Universe had to watch his parents get murdered


----------



## DlGlTALDRUGS (Dec 1, 2019)

When Valentine was brought back from the dead the first time, she was forced to relive what happened to her prior to her death. She's been brought back from the dead many, many times, and each time brings back sad memories for her.  It's not very fun having to relive the same memories over and over in that context.

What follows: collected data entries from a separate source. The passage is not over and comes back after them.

PR #377, opened 2018-03-19
Pp 3453 handle epdq 3ds response

georgeracu:
## WHAT
- When receiving a response from the payment gateway, it will
send the user back inside the iframe. To get out from the iframe
we use a form with a target `_top` and at the same time we pass
any data we get from the payment provider as form fields to the
charge_controller. Because some of this data is specific to each
payment gateway, we will set it only if available. After setting this
data as hidden fields we then submit the form and send this data
to connector
- Added both POST and GET to the same path for EPDQ as they
use GET as a fall back when JS is deactivated. This callback url to us
will contain the EPDQ auth status as query param
- The status received from EPDQ is not reliable as this is
resubmitted as a hidden field, however we verify this status in connector
against EPDQ before updating the charge

## HOW 
- Updated auth_3ds template to hide/display data for EPDQ or
WorldPay
- Updated routes for handling EPDQ 3DS

### DIFF
--- a/app/controllers/charge_controller.js
+++ b/app/controllers/charge_controller.js
@@ -55,6 +55,21 @@ function redirect (res) {
   }
 }
 
+function build3dsPayload (req) {
+  let auth3dsPayload = {}
+  const paRes = _.get(req, 'body.PaRes')
+  if (!_.isUndefined(paRes)) {
+    auth3dsPayload.pa_response = paRes
+  }
+
+  const providerStatus = AUTH_3DS_EPDQ_RESULTS[_.get(req, 'body.providerStatus', '')]
+  if (!_.isUndefined(providerStatus)) {
+    auth3dsPayload.auth_3ds_result = providerStatus
+  }
+
+  return auth3dsPayload
+}
+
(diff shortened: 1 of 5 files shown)


app/controllers/charge_controller.js
```diff
@@ -147,8 +152,11 @@ module.exports = {
     const startTime = new Date()
     const correlationId = req.headers[CORRELATION_HEADER] || ''
     const connector3dsUrl = paths.generateRoute('connectorCharge.threeDs', {chargeId: charge.id})
-
-    baseClient.post(connector3dsUrl, {data: {pa_response: _.get(req, 'body.PaRes')}, correlationId},
+    const auth3dsPayload = {
+      pa_response: _.get(req, 'body.PaRes'),
+      auth_3ds_result: AUTH_3DS_EPDQ_RESULTS[_.get(req, 'body.providerStatus', '')]
```
ckalista: If it is none of the `AUTH_3DS_EPDQ_RESULTS` the app would crash. Is that expected behaviour?

PR #382, opened 2018-03-21
PP-3438 Remove products smoke test from front end build

mrlumbu:
Card smoke test tests all relevant functionality from a front
end point of view, so we don't need an additional smoke test.


tlwr:
Closing as already done

PR #386, opened 2018-03-26
PP-3528 Enable 3DS for SmartPay

georgeracu:
## WHAT
- Enable 3DS for SmartPay

## HOW 
- Added MD field to the form
- This extra field is required by SmartPay 3DS

### DIFF
--- a/app/controllers/charge_controller.js
+++ b/app/controllers/charge_controller.js
@@ -206,19 +206,16 @@ module.exports = {
     const md = _.get(charge, 'auth3dsData.md')
     const htmlOut = _.get(charge, 'auth3dsData.htmlOut')
 
-    if (issuerUrl && paRequest && md) {
-      views.display(res, AUTH_3DS_REQUIRED_OUT_VIEW, {
-        issuerUrl: issuerUrl,
-        paRequest: paRequest,
-        md: md,
-        threeDSReturnUrl: `${req.protocol}://${req.hostname}${paths.generateRoute('external.card.auth3dsRequiredIn', {chargeId: charge.id})}`
-      })
-    } else if (issuerUrl && paRequest) {
-      views.display(res, AUTH_3DS_REQUIRED_OUT_VIEW, {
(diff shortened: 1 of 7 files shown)


app/controllers/charge_controller.js
```diff
@@ -210,6 +216,13 @@ module.exports = {
       views.display(res, AUTH_3DS_REQUIRED_HTML_OUT_VIEW, {
         htmlOut: Buffer.from(htmlOut, 'base64').toString('utf8')
       })
+    } else if (issuerUrl && paRequest && md) {
```
SandorArpa: You'll never arrive here!

app/controllers/charge_controller.js
```diff
@@ -198,9 +203,17 @@ module.exports = {
     const charge = normalise.charge(req.chargeData, req.chargeId)
     const issuerUrl = _.get(charge, 'auth3dsData.issuerUrl')
     const paRequest = _.get(charge, 'auth3dsData.paRequest')
+    const md = _.get(charge, 'auth3dsData.md')
     const htmlOut = _.get(charge, 'auth3dsData.htmlOut')
 
-    if (issuerUrl && paRequest) {
+    if (issuerUrl && paRequest && md) {
```
kakumara: This could be simplified to be something like this;
```
if (issuerUrl && paRequest) {
      let data = {
        issuerUrl: issuerUrl,
        paRequest: paRequest,
        threeDSReturnUrl: `${req.protocol}://${req.hostname}${paths.generateRoute('external.card.auth3dsRequiredIn', {chargeId: charge.id})}`
      }
      if (md) {
        data.md = md
      }
      views.display(res, AUTH_3DS_REQUIRED_OUT_VIEW, data)
    }
```

kakumara:
I can only see a test for the `in` flow. Shouldn't there be a test for the out flow as well? (to see if `md` is rendered in the `out` html ?

PR #390, opened 2018-04-03
PP-3579 - AB testing - Firebreak

tlwr:
# A/B Testing

- Added middleware to split traffic between two routes
- Added analytics so we can measure which one they used
- Amended tests and set up env vars and query params so we can disable if we want to

### DIFF
--- a/app/router.js
+++ b/app/router.js
@@ -14,6 +14,8 @@ const stateEnforcer = require('./middleware/state_enforcer.js')
 const retrieveCharge = require('./middleware/retrieve_charge.js')
 const resolveService = require('./middleware/resolve_service.js')
 
+const abTest = require('./utils/ab_test.js')
+
 exports.paths = paths
 
 exports.bind = function (app) {
@@ -41,7 +43,15 @@ exports.bind = function (app) {
     stateEnforcer
   ]
 
-  app.get(card.new.path, middlewareStack, charge.new)
+  app.get(
+    card.new.path,
+    middlewareStack,
+    abTest.switch({
+      threshold:      90,
+      defaultVariant: charge.new,
+      testingVariant: charge.new
+    })
+  )
   app.get(card.authWaiting.path, middlewareStack, charge.authWaiting)
   app.get(card.auth3dsRequired.path, middlewareStack, charge.auth3dsRequired)
   app.get(card.auth3dsRequiredOut.path, middlewareStack, charge.auth3dsRequiredOut)
--- a/app/router.js
+++ b/app/router.js
@@ -58,7 +58,7 @@ exports.bind = function (app) {
     card.confirm.path,
     middlewareStack,
     abTest.switch({
-      threshold: 90,
+      threshold: process.env.AB_TEST_THRESHOLD || 100,
       defaultVariant: charge.confirm,
       testingVariant: charge.confirmVariant
     })
--- a/app/router.js
+++ b/app/router.js
@@ -13,8 +13,9 @@ const actionName = require('./middleware/action_name.js')
 const stateEnforcer = require('./middleware/state_enforcer.js')
 const retrieveCharge = require('./middleware/retrieve_charge.js')
 const resolveService = require('./middleware/resolve_service.js')
-
 const abTest = require('./utils/ab_test.js')
+
+const AB_TEST_THRESHOLD = process.env.AB_TEST_THRESHOLD || 100
 
 exports.paths = paths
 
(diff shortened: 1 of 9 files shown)


brid:
I've spoken with Jon about this and I think we need to have a level of confidence that any cookies this generates, don't risk affecting payment journeys, especially given we have multiple charges being attempted per session.

Knowing the lower/upper bounds on what affect this has on cookie sizes would get us most of the way there, preferably through monitoring this via Chrome developer tools or something similar.

tlwr:
This will add a cookie with a small key and a small value

It might cause some 502s but that is because of the chargeId cookie dropping not the AB testing cookie dropping

We should fix the chargeID cookie dropping, and merge this concurrently

app/router.js
```diff
@@ -52,7 +54,15 @@ exports.bind = function (app) {
   app.post(card.auth3dsHandler.path, middlewareStack, charge.auth3dsHandler)
   app.get(card.captureWaiting.path, middlewareStack, charge.captureWaiting)
   app.post(card.create.path, middlewareStack, charge.create)
-  app.get(card.confirm.path, middlewareStack, charge.confirm)
+  app.get(
+    card.confirm.path,
+    middlewareStack,
+    abTest.switch({
+      threshold: process.env.AB_TEST_THRESHOLD || 100,
```
maxcbc: As a general rule I would put this up top as a constant. 
```
const AB_TEST_THRESHOLD = process.env.AB_TEST_THRESHOLD || 100,
```

app/utils/ab_test.js
```diff
@@ -0,0 +1,80 @@
...
+
+exports.switch = function (opts) {
+  let threshold = Math.floor(opts.threshold || 90)
+  let defaultVariant = opts.defaultVariant
+  let testingVariant = opts.testingVariant
+
+  return function (req, res) {
+    let sessionValue = exports._getOrSetSession(req)
+
+    let showDefault = true
```
maxcbc: why is this explicitly true? why this variable?

app/utils/ab_test.js
```diff
@@ -0,0 +1,80 @@
...
+  if (exports._getSession(req) === null) {
+    logger.info('Could not find user ab testing session, creating one')
+    exports._setSession(req)
+  }
+  return exports._getSession(req)
+}
+
+exports.switch = function (opts) {
+  let threshold = Math.floor(opts.threshold || 90)
+  let defaultVariant = opts.defaultVariant
```
maxcbc: most of these can be `const` as they are never changed

app/utils/ab_test.js
```diff
@@ -0,0 +1,80 @@
...
+
+exports._setSession = function (req) {
+  return cookie.setSessionVariable(
+    req,
+    'abTestId',
+    exports.uniformlyGeneratedRandomNumber()
+  )
+}
+
+exports._getOrSetSession = function (req) {
```
maxcbc: slight style point, you can use fat-arrow `()=>{}` functions for all these.

app/utils/analytics.js
```diff
@@ -24,6 +24,7 @@ exports.withAnalytics = (charge, param) => {
       analyticsId: charge.gatewayAccount.analyticsId,
       type: charge.gatewayAccount.type,
       paymentProvider: charge.gatewayAccount.paymentProvider,
-      amount: charge.amount
+      amount: charge.amount,
+      testingVariant: 'original'
```
maxcbc: is this supposed to be hard coded?

tlwr: default value that is overwritten by the `_merge`

app/utils/ab_test.js
jonheslop: Is it just extra safe or is it silly? How should I refactor?

tlwr: The behaviour here is

- First calculate whether normally we would see the default
- Then if the showAbTest query param is truthy, force the ab test
- Then if the hideAbTest query param is truthy, force the default

This is superfluous, I guess we want a single query parameter to force/unforce

```
const showDefault = req.query.abTest
  ? req.query.abTest != 'yes'
  : sessionValue <= threshold
```

heathd:
This change does not significantly increase the likelihood of people hitting the cookie size limit. It adds one cookie value for the session overall, not per-charge. Currently I believe that you have to make of the order of 20 payments to exceed the cookie size limit (just did a quick test and 5 payments had a cookie size of 1499 bytes, 10 payments 2139 bytes). 

We should revisit the cookie size issue and see if we can get it to fail more gracefully rather than with a 500 error.

I don't think concerns about cookie size should prevent this being merged.

If others have reviewed the code I'm happy for this to be merged.

PR #392, opened 2018-04-18
PP-3579 - threshold needs to be an integer

jonheslop:


tlwr:
Yes

app/router.js
```diff
@@ -15,7 +15,7 @@ const retrieveCharge = require('./middleware/retrieve_charge.js')
 const resolveService = require('./middleware/resolve_service.js')
 const abTest = require('./utils/ab_test.js')
 
-const AB_TEST_THRESHOLD = process.env.AB_TEST_THRESHOLD || 100
+const AB_TEST_THRESHOLD = parseInt(process.env.AB_TEST_THRESHOLD, 10) || 100
```
georgeracu: Should we worry if `parseInt(process.env.AB_TEST_THRESHOLD, 10)` is > 100?

tlwr: No, the user's session value is never greater than 100, so if you set a threshold greater than 100 everyone still gets the default.

PR #400, opened 2018-05-01
PP-3703 base frontend on new govukpay node 8-x image

brid:
## WHAT
Implements frontend as being based on our govukpay/nodejs:8.11.1 Docker image.

Packages were updated to latest version, apart from 'change-case' which does funny things when going from 3-x to 4-x. This is a definite candidate for implementing our own version.

Some tests needed to be re-factored as nock request matching did not work in some of our tests, as things like supertest are adding their own headers to requests, and nock is more specific about comparing objects, and the order of properties.


test/models/charge_test.js
```diff
@@ -20,18 +20,18 @@ describe('updateStatus', function () {
     it('should return client unavailable', function () {
       var chargeModel = Charge('')
```
DanailMinchev: We still have "old style" `var`s

PR #881, opened 2019-05-21
PP-5230 update confirmation page design

jonheslop:
- No more payment summary floating on the right, its all in tables
- Bigger clearer pay button at the top

02 confirm-your-payment


alexbishop1:
Is it unchanged on mobile?

jonheslop:
It looks like this

Screenshot_2019-05-21 Confirm your payment

alexbishop1:
In the past, we deliberately changed the confirm page so that it had the grey summary box in the same position as the card details page. This reduced the number of people who didn’t complete their payment after reaching the confirm page. This design changes it back somewhat. Are we assuming that the more prominent confirm button will counteract the reduced visual continuity between the card details page and the confirm page?

jonheslop:
I think we’re just gonna try it out and see how conversion changes.

The summary was moved to the bottom on mobile which sorta makes it redundant and on desktop, things aligned to the right cause issues for people using zoom text or alike.

The idea is that having the button bigger and at the top makes it clear, the journey  isn’t over and users need to click it to finish. We’re hoping it decreases the number of abandoned payments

Feelsbadman.


----------



## Punk_M0nitor (Dec 5, 2019)

Distancing himself from his first and only love so that she didn't get hurt because of his actions, only for her to die because he wasn't there to protect her. She was all he had left at that point, and somehow, it haunts him more deeply than any other slaughter he'd witnessed.


----------



## Pepper Foxx (Mar 4, 2020)

Pepper overheard some people talking about a kid who had died that morning that used to go to their school. Turns out it was Pepper's half-brother. She didn't know it was him until she got home that day.


----------



## FrostHeart (Mar 5, 2020)

The death of her crush Carlos.


----------



## SequoiaH (Mar 5, 2020)

In the latest chapter of Origins I describe how Coya leads a desperate solo mission to repel enemy forces that are encroaching on her territory. She wipes out an invading force in it's entirety, but at no small cost. When she returns to her tribe, they summarily reject and abandon her because they realize that she is not the untouchable defender they thought she was, and they know more enemies are coming. Wounded and abandoned, she slips into an incredibly long hibernation in the tree she was born in, haunted by dreams of loneliness and failure.


----------



## blue sky love (Mar 16, 2020)

When her heart was broken... 3 seperate times. She has since lost her heart.


----------



## FrostHeart (Mar 16, 2020)

When she discovered that her parents weren't her parents... it should've been obvious, two Cerinians and I dont have any fox features. But still, I was furious that they didn't tell me.


----------



## Nanominyo (Mar 17, 2020)

Let’s see. The OC version of my fursona has a lot of backage but he isn’t a crybaby unlike the fursona version who like me is a shy coward.
But something that would upset him... hmmm his parents is properly a good start. Though he is more angry over how they treated him like a trophy rather than a son.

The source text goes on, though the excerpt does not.